11月12日前后,孙中山复函张继,拒绝他的无理要求:“此时为革命最衰微之时,非成功兴盛之候,是为弟冒艰危、茹困苦以进取之时代,非退隐之时代也。……弟被举为总理,未有布告天下始受之,辞退亦断未有布告天下之理。弟之退总理已在要求同盟会及章太炎认不是之时,同盟会及太炎至今未有认过,则弟已不承为彼等之总理者久矣。”

勇气和毅力,减轻了命运的打击。

陶成章、章太炎对孙中山的谩骂攻击,影响极坏,富有正义感的革命党人极为气愤,群起而攻之。

在东京,黄兴致书孙中山,表示“陶等虽悍,弟当以身力拒之”。接着,他亲自撰写《致美洲各埠中文日报同志书》,说明“本处风闻于孙君未抵美以前,有人自东京发函美洲各埠华字日报,对于孙君为种种排挤之词,用心险毒,殊为可愤,故特飞函奉白”,“望我各位同志,乘孙君此次来美,相与同心协力,以谋团体之进步,致大业于成功,是所盼祷”。

在越南,革命党人发表《河内公函》,详述发动广西、云南起义的经过,以大量确凿事实驳斥陶成章的诽谤。

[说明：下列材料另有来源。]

PR #421, opened 2020-12-08
JIRA:VZ-1830 streamline usage of secret for OCI DNS installations

jmaron99:
- Modify installation scripts to leverage existing, generated secret
- Modify operator code to leverage existing secret and pass it to installation scripts via config property


operator/controllers/verrazzano_controller.go
```diff
@@ -117,6 +123,16 @@ func (r *VerrazzanoReconciler) Reconcile(req ctrl.Request) (ctrl.Result, error)
 	return ctrl.Result{}, err
 }
 
+func doesSecretExist(r *VerrazzanoReconciler, vz *installv1alpha1.Verrazzano) error {
```
desagar, line 126: since this only looks for the specific secret, maybe call this doesOCIDNSConfigSecretExist

operator/controllers/verrazzano_controller.go
```diff
@@ -117,6 +123,16 @@ func (r *VerrazzanoReconciler) Reconcile(req ctrl.Request) (ctrl.Result, error)
...
+	// ensure the secret exists before proceeding
+	secret := &corev1.Secret{}
+	err := r.Get(context.TODO(), types.NamespacedName{Name: vz.Spec.DNS.OCI.OCIConfigSecret, Namespace: vz.Namespace}, secret)
```
desagar, line 129: I find this confusing - I would expect a method called r.Get(...) to actually get and return something. I guess it's getting the secret in the output parameter.
Also, I'd expect a method called doesXXX to return a boolean, rather than just a nil error. Maybe the Golang idioms are different.

operator/controllers/verrazzano_controller.go
jmaron99: Fine but I'm not attempting another acceptance run for this change....

operator/controllers/verrazzano_controller.go
jmaron99: 1.  the reconciler provides a generic resource retrieval api that I'm making use of here.  you'll see multiple examples in the same file.
2. Yes - the idioms do appear to differ

operator/scripts/install/create_oci_config_secret.sh
```diff
@@ -57,11 +57,11 @@ function usage {
     exit 1
 }
 
-OUTPUT_FILE=$TMP_DIR/oci-config.yaml
+OUTPUT_FILE=$TMP_DIR/oci.yaml
 
 OCI_CONFIG_FILE=~/.oci/config
 SECTION=DEFAULT
-KUBE_KEY_NAME=oci-config
+KUBE_KEY_NAME=oci
```
desagar, line 64: another rename variable request for KUBE_KEY_NAME to something that says it's the dns config secret name - if you're going to rerun tests anyway. If not, later is fine.

desagar (dismissed):
From install scripts side, this looks good to me. Prefer someone who knows operator better to look at that code as well.

operator/controllers/verrazzano_controller.go
```diff
@@ -105,6 +104,13 @@ func (r *VerrazzanoReconciler) Reconcile(req ctrl.Request) (ctrl.Result, error)
 		return reconcile.Result{}, err
 	}
 
+	// if an OCI DNS installation, make sure the secret required exists before proceeding
```
bobdonat, line 107: this should only be needed temporarily until we have a webhook to catch this

operator/controllers/verrazzano_controller.go
```diff
@@ -105,6 +104,13 @@ func (r *VerrazzanoReconciler) Reconcile(req ctrl.Request) (ctrl.Result, error)
...
+	if vz.Spec.DNS.OCI != (installv1alpha1.OCI{}) {
+		err := doesOCIDNSConfigSecretExist(r, vz)
```
bobdonat, line 109: nit.  the function could be defined as "func (r *VerrazzanoReconciler) doesOCIDNSConfigSecretExist" and then no need to pass r

operator/internal/installjob/install_config.go
```diff
@@ -120,18 +120,13 @@ type OCIConfigAuth struct {
 
 // DNSAuth provides the authentication structures for external DNS
 type DNSAuth struct {
-	PrivateKeyAuth OCIConfigAuth `yaml:"privateKeyAuth"`
+	PrivateKeyAuth OCIConfigAuth `yaml:"auth"`
```
bobdonat, line 123: should this field be named Auth.  I think typically the field name is the same as the yaml tag.

operator/scripts/install/2-install-system-components.sh
```diff
@@ -169,6 +161,17 @@ function install_cert_manager()
 function install_external_dns()
 {
   if [ "$DNS_TYPE" == "oci" ]; then
+    if ! kubectl get secret $OCI_DNS_CONFIG_SECRET -n cert-manager ; then
+      # secret does not exist, so copy the configured oci config secret from default namespace.
+      # Operator has already checked for existence of secret in default namespace
```
bobdonat, line 166: I think the operator is checking for the secret in the namespace of the vz resource which can be anywhere.

operator/internal/installjob/install_config.go
jmaron99: I left the name as is since Mike had mentioned the desire to explore other auth mechanisms, though I'm not certain the OCI plugin for external DNS supports other auth methods.  But this would clearly indicate we are using private key auth while creating the appropriate json field name for the generated secret.

operator/scripts/install/2-install-system-components.sh
jmaron99: I ran into  installation issues where the secret wasn't found by the external dns and/or cert manager - they were explicitly looking for it to be co-located in the cert-manager namespace.  In addition, the secret needs the "compartment" to be added for external dns component.  I though of adding it on the front end, but that would require some additional user input, and wouldn't negate the need for copying the secret to the cert-manager namespace (which doesn't exist at pre-installation)

bobdonat: this code assumes that this secret is in the default namespace while the operator checks for the existence of this secret in the namespace of the vz resource which could be in a namespace other then default.

jmaron99: Oh - now I understand :). Interestingly my testing shows that the operator check passes, so the VZ resource appears to be in the default namespace but I imagine that is not necessarily going to be the case moving forward?  I could specify the "default" namespace in the operator code.

operator/controllers/verrazzano_controller.go
pfmackin: what is confusing is that secret is defined as an &corev1.Secret vs just a corev1.Secret.  It would be clearer to do that and pass &secret in the call, but a Jon says this pattern is commonly used.

operator/controllers/verrazzano_controller.go
```diff
@@ -105,6 +104,13 @@ func (r *VerrazzanoReconciler) Reconcile(req ctrl.Request) (ctrl.Result, error)
 		return reconcile.Result{}, err
 	}
 
+	// if an OCI DNS installation, make sure the secret required exists before proceeding
+	if vz.Spec.DNS.OCI != (installv1alpha1.OCI{}) {
```
pfmackin, line 108: DNS is an optional component and could be nil I think, unless some code is always creating it

operator/controllers/verrazzano_controller.go
pfmackin: agree with Bob this should be changed to a method

operator/scripts/install/2-install-system-components.sh
pfmackin: we should not assume default

jmaron99: @pfmackin @bobdonat I don't understand what the alternative is.  The documentation and the scripts we provide explicitly specify the default namespace for the creation of the secret.  So it's not an assumption - it's a fact or a defined pre-requisite.  I see nothing wrong with checking for the existence of the secret in the default namespace within the operator.  Do you have a different proposal?

jmaron99: Right.  Which appears to be "default" in this case (repeated tests show that the secret check is passing)

operator/controllers/verrazzano_controller.go
jmaron99: Can you think of a situation in which we wouldn't specify DNS?  I think for the time being this is perfectly safe code.

bobdonat: I think this code is fine.  Checking if dns is specified in the spec.

operator/scripts/install/2-install-system-components.sh
bobdonat: but I think things are only going to work if the vz resource is created in the default namespace.  Have you tried creating the vz resource in some other namespace

jmaron99: I guess that's true.  I'll use "default"

jmaron99:
@bobdonat @desagar @pfmackin successful build post merges:  https://build.verrazzano.io/job/verrazzano-oci-dns-acceptance-tests/job/jmaron%252FVZ-1830/15/

Maybe we can get together Monday morning and agree on what is required to approve these PRs (acceptance test and this one)?

operator/controllers/verrazzano_controller.go
pfmackin: The DNS part is ok but if DNS is nil, then DNS.OCI access will panic.  DNS is optional so I don't know that Spec.DNS will always be there.

jmaron99: Please explain what it would mean to deploy without dns specified. Does it mean you’re deploying an app with no exposed endpoints accessible?  I don’t understand how something so fundamental can be optional. 

Also - this PR is languishing for days without closure. What do I need to do to actually bring this to a conclusion?

bobdonat (approved):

在南洋,革命党人调查了孙中山的经济情况,发现“先生九龙的家里,只有母亲,自己的夫人和女儿,几间旧房子,此外别无所有。还有先生的哥哥,是自己修了草房子,在那里耕种。假使先生为革命发了财,把钱寄到家里去,为什么家里的房子,家里的人,还是这样蹩脚呢”?南洋同志切实调查以后,就把实情宣布,这是一个很有力的反证。“南洋华侨对于先生的信仰,更为坚确,毫无动摇之余地。”真相大白,革命党人焚毁了陶、章散发的印刷品。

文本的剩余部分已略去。